CluE Project, Summary of Annual Report, January 2011

National Science Foundation Award Number: IIS-0844226
Cluster Exploratory (CluE) project

Summary of annual report, January 2011

Research and Education Activities:

The primary and original goal of our work in CLUE is to use large corpora to find synonyms of words and phrases that are useful to improve retrieval effectiveness. These techniques are statistical and so often find related words that a person might not classify as a synonym, so we also call them quasi-synonyms. We have been exploring a range of methods for (1) extracting quasi-synonyms, (2) evaluating the quality of extracted quasi-synonyms, (3) incorporating quasi-synonyms into query processing, and (4) evaluating the impact of that query processing on document retrieval.

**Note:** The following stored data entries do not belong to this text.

PR #2009, opened 2021-05-10
Update fp-pure-functions.md

b-studios:
The discussion of impurity was technically not correct. 
`foreach` alone is not impure. 
Also `const Unit` is a perfectly pure function.

So we need to be a bit more precise here in order to not confuse beginners.

### DIFF
--- a/_overviews/scala3-book/fp-pure-functions.md
+++ b/_overviews/scala3-book/fp-pure-functions.md
@@ -51,7 +51,7 @@ Most methods on the Scala collections classes also work as pure functions, inclu
 Conversely, the following functions are _impure_ because they violate the definition.
 
 - `println` -- methods that interact with the console, files, databases, web services, sensors, etc., are all impure.
-- `getHour` -- date and time related methods are all impure because their output depends on something other than their input parameters 
+- `currentTimeMillis ` -- date and time related methods are all impure because their output depends on something other than their input parameters 
 - `sys.error` -- exception throwing methods are impure because they do not simply return a result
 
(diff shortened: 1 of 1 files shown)


_overviews/scala3-book/fp-pure-functions.md
```diff
@@ -50,24 +50,20 @@ Most methods on the Scala collections classes also work as pure functions, inclu
 
 Conversely, the following functions are _impure_ because they violate the definition.
 
-The `foreach` method on collections classes is impure because it’s only used for its side effects, such as printing to STDOUT.
+- `println` -- methods that interact with the console, files, databases, web services, sensors, etc., are all impure.
+- `getHour` -- date and time related methods are all impure because their output depends on something other than their input parameters
```
julienrf, line 54: Calling `getHour` on a `LocalTime` always returns the same value, so this might be confusing. Consider maybe using `currentTimeMillis`?

julienrf (approved):

_overviews/scala3-book/fp-pure-functions.md
b-studios: Thanks you are, I was just using those since @alvinj mentioned them in the original doc.

b-studios, line 54:
```suggestion
- `currentTimeMillis ` -- date and time related methods are all impure because their output depends on something other than their input parameters 
```

alvinj: Thanks, `currentTimeMillis` is a much more obvious example!

Issue #1711, opened 2020-06-17
Scala compiler Options needs updating


gavinbaumanis:
https://docs.scala-lang.org/overviews/compiler-options/index.html
mentions;
-optimize or -optimise Enables optimizations.

This option is now deprecated.
(probably need to check all others, too.)

SethTisue:
@gavinbaumanis interested in returning to this?

gavinbaumanis:
I am returning to this now. Thanks @SethTisue.

gavinbaumanis:
@SethTisue  : Do you want a giant issue / document at the end of this  - or do you want individual issues raised for the things that I find?
I don't mind either way.

SethTisue:
uh, I guess a single issue for now, and then I suppose we might choose later to split things out

gavinbaumanis:
@SethTisue : OK so I am editing the code to correct the documentation (I am happy to go through it and see if I can do it) - Or am I just flagging the issues I have found between the two different flavours (*.YML and the docs)? 
Thanks!

SethTisue:
@gavinbaumanis the ambition level is up to you — any amount of improvement is better than nothing. Is the automatic generation aspect even currently working? If not, that seems like the single most important thing to address.

gavinbaumanis:
@SethTisue  : I am happy to try it all! : Though, I have had a look at the code and it is beyond me at the moment to fix without context / help. Do you know anyone who knows about the document generation engine - that I could ask directly - at the times I get stuck? Thanks.

SethTisue:
> Do you know anyone who knows about the document generation engine

I believe @exoego is the original author. @som-snytt and I can try to help as well. Usually the best way to get help is to open a draft PR in scala/scala and ask for it there. Chat rooms are catch-as-catch-can, but asking things on https://gitter.im/scala/contributors definitely works at least some of the time.

SethTisue:
Is there a new volunteer who would like to tackle this?

som-snytt:
It's funny the issues that seemed so important right before the global pandemic.

Shorla:
Hi @SethTisue, I don't mind getting started on this.

Shorla:
How can I get started on it?

SethTisue:
@Shorla are you able to run `generateDocsData`?

Shorla:
@SethTissue I tried running it with docs/mdoc, it said commamd not found.
How do I run it?

som-snytt:
[...]

PR #2014, opened 2021-05-11
Update release and target options

BalmungSan:
I also noticed that `17` also works, but I guess it is still experimental according to [**JDK COMPATIBILITY**](https://docs.scala-lang.org/overviews/jdk-compatibility/overview.html). So, I am not sure if I should also add that; maybe with an _(experimental)_ flag.
Also, maybe we should drop everything below `8`?

----

BTW I also noticed that the `scalac` built-in help command shows:

> -release <release>           Compile for a specific version of the Java platform. Supported targets: 6, 7, 8, 9

Which AFAIK is wrong, where may I fix that?

### DIFF
--- a/_data/compiler-options.yml
+++ b/_data/compiler-options.yml
@@ -260,7 +260,7 @@
       type: "String"
       arg: "release"
       default:
-    description: "Compile for a specific version of the Java platform. Supported targets: 6, 7, 8, 9"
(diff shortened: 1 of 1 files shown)


SethTisue:
This file is supposed to be auto-generated — what we need is a volunteer to get that going again: https://github.com/scala/docs.scala-lang/issues/1711

som-snytt:
Relatedly https://github.com/scala/scala/pull/9982

PR #2020, opened 2021-05-14
Log.log -> Logger.log

siddhant3s:
The text doesn't matches the example code. I believe this should be Logger.log. I also clarified what will happen on the runtime.


nicolasstucki (approved):

siddhant3s:
I hope there is nothing else to do from my end.

PR #2021, opened 2021-05-14
Added missing `inline`

siddhant3s:
I believe that the author intended to have inline here since they talk about its expansion.


b-studios:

So far we have used word context to identify quasi-synonyms. That is, if two words are used in the same context frequently, they are likely to be quasi-synonyms. We have identified related words from document text, from query logs, and from anchor text. We have used unigram contexts and n-gram contexts. We have evaluated quasi-synonyms we found by inspection, by having human annotators look at some instances, and by comparing to synonyms from existing thesauruses. We have evaluated the effectiveness of query reformulation on public TREC collections.

Particularly in the second year of our work on this project, we have extended our investigations to other types of term and phrase relationships. We are still looking at massive-scale data analysis, a key challenge of the CLUE program. However, we also consider methods for supporting and estimating document-document (or page-page) similarities at a massive scale to improve aspects of retrieval that depend upon cross-corpus comparisons. We have further worked on finding term-document relationships that allow us to build better queries to improve recall, including finding additional documents (pages) that are highly similar to the one at hand. In addition, we have explored methods for extracting anchor text from Web page links and using that information to boost retrieval effectiveness in ways similar to the ways that query logs are used.

The underlying goal of all work on this project has been to find statistical relationships between terms, between documents, and between terms and documents -- statistical relationships that in turn can be leveraged to improve retrieval accuracy. Some of our efforts have not born fruit, but most have appeared in or been submitted to major research conferences, including SIGIR, CIKM, and WSDM.

We have also been developing Map/Reduce skills in our graduate students, in not just our research group but in the Department at large. PI Allan, along with Prof. David Smith (senior personnel) and another colleague ran a seminar in Spring 2009 on using Map/Reduce for large data tasks. A total of eight students participated in the readings, class discussions, and a final project. The class also included a visiting researcher from China.

Findings:

We have shown (Huston et al, WSDM 2011) methods for identifying repeated n-gram phrases in a massive scale collection using a cluster environment. The method offers an important tradeoff between speed and temporary storage space, scales almost linearly in the length of the sequence, and provides a uniform workload balance across the processors in the cluster.

We have shown (Cartright et al, CIKM 2010) that query expansion can be performed extremely quickly -- so that it is feasible in a production environment. We showed an approach that depends upon document-document similarities and presented ways to scale that approach to massive document collections. Our approximation methods reduced the running time by several orders of magnitude without adversely impacting effectiveness.

This work is supported by the National Science Foundation (Award Number IIS-0844226).